Im Zeitraum Januar 2015 bis April 2015 wurden insgesamt 254 Haiku und 16 Tanka von 71 Autorinnen und Autoren für diese Auswahl eingereicht. Einsendeschluss war der 15. April 2015. Jeder Teilnehmer konnte bis zu 5 Haiku oder Tanka einsenden.

Diese Texte wurden vor Beginn der Auswahl von mir anonymisiert. Die Jury bestand aus Claudia Melchior, Fried Schmidt und Ralf Bröker.
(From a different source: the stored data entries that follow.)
PR #1895, opened 2026-06-16
Support dumpMessages interface

yhmo:


sdk-core/src/main/java/io/milvus/v2/client/MilvusClientV2.java
```diff
@@ -1459,6 +1461,16 @@ public ListFileResourcesResp listFileResources(ListFileResourcesReq request) {
...
     }
 
+    /**
+     * Dump messages from a WAL range for data salvage.
+     *
+     * @param request dump messages request
+     * @return DumpMessagesResp containing a lazy stream of dumped messages
+     */
+    public DumpMessagesResp dumpMessages(DumpMessagesReq request) {
+        return cdcService.dumpMessages(this.getRpcStub(), request);
```
yhmo, line 1471: Medium ---- Should this go through `rpcUtils.retry(...)` like the other CDC entrypoints in this class? `getReplicateInfo()`, `getReplicateConfiguration()`, and `updateReplicateConfiguration()` all wrap the service call, and the iterator-style APIs (`queryIterator`/`searchIterator`) do the same for their initial RPC. As written, an `UNAVAILABLE` or `RESOURCE_EXHAUSTED` raised while opening the dump stream bypasses the SDK retry/topology-refresh path and leaks the transport failure directly to callers.

sdk-core/src/main/java/io/milvus/v2/service/cdc/CDCService.java
```diff
@@ -82,4 +94,92 @@ public UpdateReplicateConfigurationResp updateReplicateConfiguration(MilvusServi
...
+            private DumpMessageInfo nextMessage;
+            private boolean nextReady;
+
+            @Override
+            public boolean hasNext() {
+                if (nextReady) {
+                    return true;
+                }
+                while (responseIterator.hasNext()) {
+                    DumpMessagesResponse response = responseIterator.next();
```
yhmo, line 143: Medium ---- Could we normalize transport failures inside this iterator wrapper as well? `responseIterator.hasNext()` / `next()` run outside `rpcUtils.retry(...)` and without catching `StatusRuntimeException`, so a network error after the stream has been created will surface as a raw gRPC exception instead of the usual `MilvusClientException`. The new tests cover `Status` frames, but they do not exercise this transport-error path.

sdk-core/src/main/java/io/milvus/v2/client/MilvusClientV2.java
yhmo: no need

Die Mitglieder der Auswahlgruppe reichten keine eigenen Texte ein.

Alle ausgewählten Texte (43 Haiku und 1 Tanka) sind nachfolgend alphabetisch nach Autorennamen aufgelistet – es wurden bis zu max. drei Werke pro Autor/in aufgenommen.
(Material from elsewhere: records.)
PR #1905, opened 2026-06-18
Improve volume upload concurrency and progress

lentitude2tk:
## Summary
- move Volume upload options to UploadFilesRequest and reduce default file upload concurrency to 5
- add byte-level upload progress for large files
- make VolumeFileManager upload state request-local so one client instance can run concurrent uploads safely
- keep existing public APIs source-compatible

## Tests
- mvn -pl sdk-bulkwriter -DskipTests compile
- mvn -pl sdk-bulkwriter -Dtest=VolumeManagerTest,ProgressInputStreamTest test

### DIFF
--- a/sdk-bulkwriter/src/main/java/io/milvus/bulkwriter/VolumeFileManager.java
+++ b/sdk-bulkwriter/src/main/java/io/milvus/bulkwriter/VolumeFileManager.java
@@ -23,6 +23,7 @@ import com.google.gson.Gson;
 import io.milvus.bulkwriter.common.clientenum.ConnectType;
 import io.milvus.bulkwriter.common.utils.FileUtils;
 import io.milvus.bulkwriter.model.UploadFilesResult;
+import io.milvus.bulkwriter.model.UploadProgress;
 import io.milvus.bulkwriter.request.volume.ApplyVolumeRequest;
 import io.milvus.bulkwriter.request.volume.UploadFilesRequest;
 import io.milvus.bulkwriter.resolver.EndpointResolver;
@@ -31,38 +32,41 @@ import io.milvus.bulkwriter.restful.DataVolumeUtils;
 import io.milvus.bulkwriter.storage.StorageClient;
 import io.milvus.bulkwriter.storage.client.MinioStorageClient;
 import io.milvus.exception.ParamException;
+import io.minio.errors.ErrorResponseException;
 import org.apache.commons.lang3.StringUtils;
 import org.apache.commons.lang3.tuple.Pair;
 import org.slf4j.Logger;
 import org.slf4j.LoggerFactory;
 
 import java.io.File;
+import java.io.IOException;
 import java.nio.file.Path;
 import java.nio.file.Paths;
 import java.time.Instant;
-import java.util.Date;
+import java.util.HashMap;
+import java.util.HashSet;
 import java.util.List;
+import java.util.Locale;
+import java.util.Map;
+import java.util.Set;
 import java.util.concurrent.*;
-import java.util.concurrent.atomic.AtomicInteger;
-import java.util.concurrent.atomic.AtomicLong;
+import java.util.concurrent.atomic.AtomicReference;
 
 public class VolumeFileManager {
     private static final Logger logger = LoggerFactory.getLogger(VolumeFileManager.class);
+    private static final long DEFAULT_CREDENTIAL_REFRESH_MARGIN_SECONDS = 300L;
     private final String cloudEndpoint;
     private final String apiKey;
     private final String volumeName;
     private final ConnectType connectType;
-    private final ExecutorService executor;
 
-    private StorageClient storageClient;
-    private ApplyVolumeResponse applyVolumeResponse;
+    private volatile VolumeSession lastVolumeSession;
 
     public VolumeFileManager(VolumeFileManagerParam volumeFileManagerParam) {
         this.cloudEndpoint = volumeFileManagerParam.getCloudEndpoint();
         this.apiKey = volumeFileManagerParam.getApiKey();
         this.volumeName = volumeFileManagerParam.getVolumeName();
-        this.connectType = volumeFileManagerParam.getConnectType();
-        this.executor = Executors.newFixedThreadPool(10);
+        this.connectType = volumeFileManagerParam.getConnectType() == null ? ConnectType.AUTO : volumeFileManagerParam.getConnectType();
     }
 
     /**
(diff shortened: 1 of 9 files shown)


sdk-bulkwriter/src/main/java/io/milvus/bulkwriter/VolumeFileManager.java
```diff
@@ -78,77 +80,136 @@ public CompletableFuture<UploadFilesResult> uploadFilesAsync(UploadFilesRequest
...
         Pair<List<String>, Long> localPathPair = FileUtils.processLocalPath(localDirOrFilePath);
         String volumePath = convertDirPath(request.getTargetVolumePath());
-
-        refreshVolumeAndClient(volumePath);
-        initValidator(localPathPair);
-
-        AtomicInteger currentFileCount = new AtomicInteger(0);
-        AtomicLong processedBytes = new AtomicLong(0);
+        int uploadConcurrency = Math.max(1, request.getUploadConcurrency());
+        int maxRetries = Math.max(1, request.getMaxRetries());
```
yhmo: sdk-bulkwriter/src/main/java/io/milvus/bulkwriter/VolumeFileManager.java line:84
Medium ---- `UploadFilesRequest.maxRetries` is documented as the caller's retry count, but this clamp turns `0` into `1`, so there is no way to disable retries. That changes the public contract for a malformed-but-type-valid input and means a caller who explicitly asks for "try once" still gets an extra retry. Could we preserve `0` here (for no retries) and only reject negative values if we want validation?

sdk-bulkwriter/src/main/java/io/milvus/bulkwriter/storage/client/MinioStorageClient.java
```diff
@@ -130,14 +137,61 @@ public Long getObjectEntity(String bucketName, String objectKey) throws Exceptio
...
+                httpClient.cache().close();
+            } catch (IOException e) {
+                logger.warn("Failed to close MinIO HTTP client cache", e);
+            }
+        }
+    }
+
+    static long calculateUploadPartSize(long fileSize, long requestedPartSizeBytes) {
+        if (requestedPartSizeBytes > 0) {
+            return requestedPartSizeBytes;
```
yhmo, line 186: sdk-bulkwriter/src/main/java/io/milvus/bulkwriter/storage/client/MinioStorageClient.java line:182
Medium ---- `partSizeBytes` is exposed as a caller-controlled upload option, but this branch forwards any positive value directly to MinIO. Values below S3's 5 MiB multipart minimum are still type-valid here, so a caller can now trigger a runtime failure just by setting `partSizeBytes=1`. Could we clamp explicit values to the same minimum (or validate and throw a `ParamException`) before building `PutObjectArgs`?

sdk-bulkwriter/src/main/java/io/milvus/bulkwriter/VolumeFileManager.java
```diff
@@ -217,65 +307,337 @@ private void uploadLocalFileToVolume(String localFilePath, String rootPath, Stri
...
     }
 
-    private void putObjectWithRetry(File file, String remoteFilePath, String volumePath) {
-        refreshIfExpire(volumePath);
+    private void putObjectWithRetry(File file, String remoteFilePath, String volumePath,
+                                    int maxRetries, long retryIntervalMillis,
+                                    UploadProgressTracker progressTracker,
+                                    UploadContext uploadContext, long partSizeBytes) {
         String msg = "upload " + file.getAbsolutePath();
+        FileUploadProgress progress = new FileUploadProgress(progressTracker, file.getAbsolutePath(), file.length());
```
liliu-z, line 323: The byte-progress map is keyed inconsistently (the reviewer has the direction reversed). Per-file streaming updates and reset use file.getAbsolutePath() (FileUploadProgress at line 320, driving updateFile/resetFile), but finishFile is called at line 120 with the raw localFilePath from the file list. FileUtils.processLocalPath returns path.toString() for a single regular file (FileUtils.java:21), so when the source is a single file given as a relative path, localFilePath is relative while new File(localFilePath).getAbsolutePath() is absolute; the two keys diverge and finishFile re-adds the whole file size to uploadedBytes (double counting). Directory inputs are unaffected because FileUtils returns absolute paths there. There is no NPE and the file is still marked complete; the only effect is inflated uploadedBytes/speed in the progress logs and listener (percent is clamped to 100). Use one canonical absolute key in both the streaming and finish paths.

sdk-bulkwriter/src/main/java/io/milvus/bulkwriter/VolumeFileManager.java
```diff
@@ -217,65 +307,337 @@ private void uploadLocalFileToVolume(String localFilePath, String rootPath, Stri
...
+    private <T> T withRetry(String actionName, Callable<T> callable, String volumePath,
+                            int maxRetries, long retryIntervalMillis,
+                            UploadContext uploadContext) {
         int attempt = 0;
         while (attempt < maxRetries) {
             try {
                 return callable.call();
-            } catch (RuntimeException e) {
-                throw e;
             } catch (Exception e) {
```
liliu-z, line 369: withRetry catches every Exception (except a progress-callback failure) and retries it up to maxRetries, recreating the volume session/credentials and sleeping retryIntervalMillis on each attempt, with no transient-vs-terminal classification. Deterministic failures (the out-of-range part-size IllegalArgumentException above, auth/permission denied, 4xx, invalid argument) are therefore retried the full budget and refresh credentials pointlessly before failing. This is a behavior change introduced by this PR: the previous code rethrew RuntimeExceptions immediately. The root cause is still attached to the final RuntimeException (so it is not 'masked behind a timeout'), but the failure is delayed by maxRetries × (credential refresh + retryIntervalMillis) and costs extra apply-volume calls. Classify errors and retry only transient/retryable ones.

sdk-bulkwriter/src/main/java/io/milvus/bulkwriter/VolumeFileManager.java
```diff
@@ -172,40 +233,69 @@ private void initValidator(Pair<List<String>, Long> localPathPair) {
...
-        logger.info("storage client refreshed");
     }
 
     private String convertDirPath(String inputPath) {
         if (StringUtils.isEmpty(inputPath) || inputPath.equals("/")) {
             return "";
         }
-        if (inputPath.endsWith("/")) {
-            return inputPath;
+        String[] parts = inputPath.replace("\\", "/").split("/");
```
liliu-z, line 278: convertDirPath operates on the target volume (remote) path, not the local directory as the reviewer states. The rewrite changes how some target paths map to the remote prefix: leading slashes, '.' segments, and redundant or backslash separators are stripped/collapsed (e.g. '/data' and './data' both become 'data/' rather than the old '/data/' and './data/'), and '..' now throws ParamException instead of being passed through. Callers who relied on the old mapping will see uploaded objects land under a different remote key. The new normalization is reasonable, but since the PR states the public APIs remain source-compatible, this runtime behavior change should be called out in the release notes and kept consistent with the single-file relative-path handling.

sdk-bulkwriter/src/main/java/io/milvus/bulkwriter/VolumeFileManager.java
lentitude2tk: Fixed in 0644b73f. `maxRetries` now preserves `0`, so callers can disable retries and get only the initial upload attempt. Negative values are still normalized to `0`.

sdk-bulkwriter/src/main/java/io/milvus/bulkwriter/storage/client/MinioStorageClient.java
lentitude2tk: Fixed in 0644b73f. Explicit `partSizeBytes` below the S3 multipart minimum now fails fast with `ParamException` before building MinIO `PutObjectArgs`.

sdk-bulkwriter/src/main/java/io/milvus/bulkwriter/VolumeFileManager.java
lentitude2tk: Fixed in 0644b73f. `finishFile` now uses the same canonical absolute path key as streaming progress/reset, and I added a relative single-file regression test to ensure uploaded bytes are not double counted.

sdk-bulkwriter/src/main/java/io/milvus/bulkwriter/VolumeFileManager.java
lentitude2tk: Fixed in 0644b73f. Retry now classifies failures: progress callback failures, `ParamException`/`IllegalArgumentException`, and non-retryable S3 4xx errors fail immediately; IO/timeout and retryable S3 throttling/5xx errors still use the retry budget. Added tests for `maxRetries=0` and non-retryable failures.

sdk-bulkwriter/src/main/java/io/milvus/bulkwriter/VolumeFileManager.java
lentitude2tk: Leaving this behavior unchanged. `convertDirPath` is intentionally normalizing the target Volume path, not the local source path: leading slashes, duplicate separators, and `.` segments collapse to a stable remote prefix, and `..` is rejected to avoid escaping the Volume root. This matches the PyMilvus behavior in the paired PR.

„Ein Haiku/ein Tanka, das mich besonders anspricht“ – unter diesem Motto besteht für jedes Jurymitglied die Möglichkeit, ein oder bis zu drei Texte auszusuchen (noch anonymisiert), hier vorzustellen und zu kommentieren.

Achtung!

Für das nächste Heft (Nr. 110) findet wieder unser jährliches Kukai statt. Diesmal in Zusammenarbeit mit dem HHV. Leitung: Ralf Bröker, Stefan Wolfschütz

Von jedem Teilnehmer kann ein Haiku zum Thema Heimat

eingereicht werden.

Das Kukai findet vom 9.- 14. Juli im Internet statt.

Petra Klingl

 

Ein Haiku, das mich besonders anspricht

Drei Beispiele für Humor im Haiku habe ich ausgewählt aus dieser enormen Bandbreite der Einsendungen. Sie ragen für mich heraus aus der Vielzahl der reinen Naturbeobachtungen, des Oft-Gelesenen und des handwerklich gut Gemachten, weil sie Überraschendes oder Neues an Inhalt beziehungsweise Sichtweise (Atarashimi) bieten – und zugleich das Geheimnisvolle (Yugen) und Leichte (Karumi) in sich tragen. Sie machen konkrete, an sich unscheinbare Bilder miterlebbar (Aware), denn sie berühren durch Zäsur und Nebeneinanderstellung (Kireji). Damit wirken sie ganz bewusst anders als jene Texte, die dem Leser gleich mitliefern, was er wie zu verstehen hat.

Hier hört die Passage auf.